Sebastianelli A, Spatafora P, Frizzi J, Saleh O, De Nunzio C, Tubaro A, Vignozzi L, Maggi M, Serni S, McVary KT, Kaplan SA, Gravas S, Chapple C, Gacci M. Which Drug to Discontinue 3 Months After Combination Therapy of Tadalafil plus Tamsulosin for Men with Lower Urinary Tract Symptom and Erectile Dysfunction? Results of a Prospective Observational Trial.
Eur Urol Focus 2019;
7:432-439. [PMID:
31606473 DOI:
10.1016/j.euf.2019.09.015]
[Citation(s) in RCA: 3] [Impact Index Per Article: 0.6] [Reference Citation Analysis] [Abstract] [Key Words] [Track Full Text] [Journal Information] [Subscribe] [Scholar Register] [Received: 07/17/2019] [Revised: 09/08/2019] [Accepted: 09/24/2019] [Indexed: 12/18/2022]
Abstract
BACKGROUND
Safety and efficacy of tamsulosin and tadalafil for men with benign prostatic enlargement (BPE) and/or erectile dysfunction (ED) are defined. However, there are only a few pilot studies on combination therapy with these drugs for men with lower urinary tract symptom (LUTS)/BPE and ED. Moreover, preliminary reports are limited to 12 wk, without any information about subsequent therapies.
OBJECTIVE
To evaluate the impact of discontinuation of tamsulosin versus tadalafil 12 wk after combination therapy.

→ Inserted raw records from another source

PR #4172, opened 2021-09-15
Recalculate promotions after destroying/refreshing shipments

spaghetticode:
**Description**

This change has basically zero impact on a standard Solidus store, but is beneficial on stores that removed the `address` order state, as in that case [`order.ensure_updated_shipments`](https://github.com/solidusio/solidus/blob/master/core/app/models/spree/order.rb#L514) would actually recreate shipments when sending the order to `delivery` state, courtesy of `next!` from [`Order#restart_checkout_flow`](https://github.com/solidusio/solidus/blob/master/core/app/models/spree/order.rb#L522) (in a Solidus default store calling `Order#ensure_updated_shipments` simply destroys the shipments leaving the order in `address` state).

The current order of execution applies all promotions, including the ones for shipping, but these will then be removed by the subsequent call to `Order#ensure_updated_shipments`. 
Swapping the lines solves the issue, otherwise, stores need to re-apply shipping promotions with a local patch.

**Checklist:**

### DIFF
--- a/core/app/models/spree/order_contents.rb
+++ b/core/app/models/spree/order_contents.rb
@@ -42,8 +42,8 @@ module Spree
           # If we do not update first, then the item total will be wrong and ItemTotal
           # promotion rules would not be triggered.
           reload_totals
-          PromotionHandler::Cart.new(order).activate
           order.ensure_updated_shipments
+          PromotionHandler::Cart.new(order).activate
         end
         reload_totals
         true


jarednorman (approved):

kennyadsl (approved):

5minpause:
Hi. I am looking through some of the PRs and wondering why this one wasn't merged. Is it held up by something specific?

jarednorman:
I'm not sure we've discussed whether this belongs in the next minor or major release yet.

mamhoff (approved):
This makes sense.

waiting-for-dev:
Hey @spaghetticode, could we have a regression test for it?

> I'm not sure we've discussed whether this belongs in the next minor or major release yet.

I'd say it's fixing a bug, so it should go to the next minor.

waiting-for-dev:
@kennyadsl, do you agree it's ok to ship it in the next minor?

kennyadsl:
@waiting-for-dev Yes, I think this is a bug.

spaghetticode:
@waiting-for-dev sorry for the late rebase 😓

jarednorman (approved):

waiting-for-dev:
Thanks, @spaghetticode !

PR #4173, opened 2021-09-16
Rename Order#ensure_updated_shipments method

spaghetticode:
**Description**

The naming of this method is confusing and it may induce developers to believe it refreshes shipments while it actually only destroys them on a standard Solidus store.

The method definition is thoroughly tested in the codebase, and the wanted behavior is to actually remove shipments without recreating them back.

The old name is still available but deprecated with a message that suggests using the new one.

FYI if the original order's state machine is patched for example by removing the `address` state, then shipments will be actually recreated since the order will be `next`ed to the `delivery` state and a callback will create them again.

I'm not 100% satisfied with the new name `clean_shipments_and_restart_checkout`, if anybody has a better one I'll be happy to change it.

**Checklist:**

### DIFF
--- a/core/app/models/spree/order.rb
+++ b/core/app/models/spree/order.rb
@@ -502,18 +502,18 @@ module Spree
       recalculate
     end
 
-    # Clean shipments and make order back to address state
-    #
-    # At some point the might need to force the order to transition from address
-    # to delivery again so that proper updated shipments are created.
-    # e.g. customer goes back from payment step and changes order items
-    def ensure_updated_shipments
+    # Clean shipments and make order back to address state (or to whatever state
+    # is set by restart_checkout_flow in case of state machine modifications)
+    def check_shipments_and_restart_checkout
       if !completed? && shipments.all?(&:pending?)
         shipments.destroy_all
         update_column(:shipment_total, 0)
         restart_checkout_flow
       end
     end
+
+    alias_method :ensure_updated_shipments, :check_shipments_and_restart_checkout
+    deprecate ensure_updated_shipments: :check_shipments_and_restart_checkout, deprecator: Spree::Deprecation
 
     def restart_checkout_flow
       return if state == 'cart'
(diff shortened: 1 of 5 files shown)


jarednorman (approved):

kennyadsl:
> I'm not 100% satisfied with the new name clean_shipments_and_restart_checkout, if anybody has a better one I'll be happy to change it.

Actually, "Cleaning shipments" makes me think of some sort of moving them in a cleaner state.

What about `empty_shipments_and_restart_checkout`? "Empty" can be misleading as well, maybe; it could mean that the shipments are still there but their contents are removed.

Another alternative could be `remove_shipments_and_restart_checkout`, WDYT?

spaghetticode:
@kennyadsl I didn't want to use a term that strongly conveys the meaning of absolutely destroying/removing shipments, because this doesn't happen always (i.e. when order is completed it doesn't) and the final outcome also happens depends on what does later `restart_checkout_flow`. That's the reason for my naming 😅

waiting-for-dev:
Hey! This one is ready to be merged, but the naming is holding it back :slightly_smiling_face: 

What about `check_shipments_and_restart_checkout`?

spaghetticode:
@waiting-for-dev looks good to me, I'm going to change the name according to your suggestion 👍

waiting-for-dev:
Hey @spaghetticode, sorry for the hassle, but, can you rebase from master so that specs are green?

kennyadsl:
@spaghetticode last rebase, I swear it will be merged this time! ❤️

kennyadsl:
@spaghetticode I think something is messed with the reabase, maybe it's because of the `master` -> `main` rename?

spaghetticode:
@kennyadsl yes, that was the issue! Finally it's now green 💚

kennyadsl (approved):

elia (approved):

kennyadsl:
> I swear it will be merged this time!

Promise kept! :trollface:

DESIGN, SETTING, AND PARTICIPANTS
Fifty consecutive patients with moderate-to-severe LUTS (International Prostate Symptom Score [IPSS] > 7) and mild-to-severe ED (International Index of Erectile Function-5 [IIEF-5] < 22) were treated with combination therapy (tamsulosin 0.4mg/d plus tadalafil 5mg/d) for 12 wk. After 12 wk, 25 patients discontinued tamsulosin (Group TAD), while 25 patients discontinued tadalafil (Group TAM).
OUTCOME MEASUREMENTS AND STATISTICAL ANALYSIS
Efficacy variables were IPSS (total, voiding, storage) and IIEF-5. Paired samples t test and analysis of variance were used.
RESULTS AND LIMITATIONS
Groups TAD and TAM presented similar features (age, BMI, metabolic profile) including symptoms scores at baseline. Similar and significant improvements in IPSS (total, voiding, and storage) and IIEF-5 were recorded in both groups after 12 wk of combination therapy (all p< 0.001). Total IPSS was similar between the two groups at the end of the trial. However, we found between-group significant differences from baseline to 24 wk and from 12 to 24 wk in storage-IPSS (Group TAD: -3.32 vs Group TAM: -1.24, p= 0.002; Group TAD: +0.24 vs Group TAM: +1.20, p= 0.040, respectively) and in IIEF-5 (Group TAD: +4.64 vs Group TAM: +0.16, p< 0.001; Group TAD: -1.64 vs Group TAM: -4.40, p= 0.003). No significant treatment-related adverse event was recorded in both groups.
CONCLUSIONS
After 12 wk of combination therapy, monotherapy with tadalafil for further 12 wk allows to preserve the improvement of storage IPSS and IIEF-5, in addition to total IPSS.
PATIENT SUMMARY
In this report we evaluated the discontinuation of tamsulosin or tadalafil after 12 wk of combination therapy. We found that tadalafil monotherapy, for a further 12 wk, aids in retaining the improvement of storage symptoms and erectile function.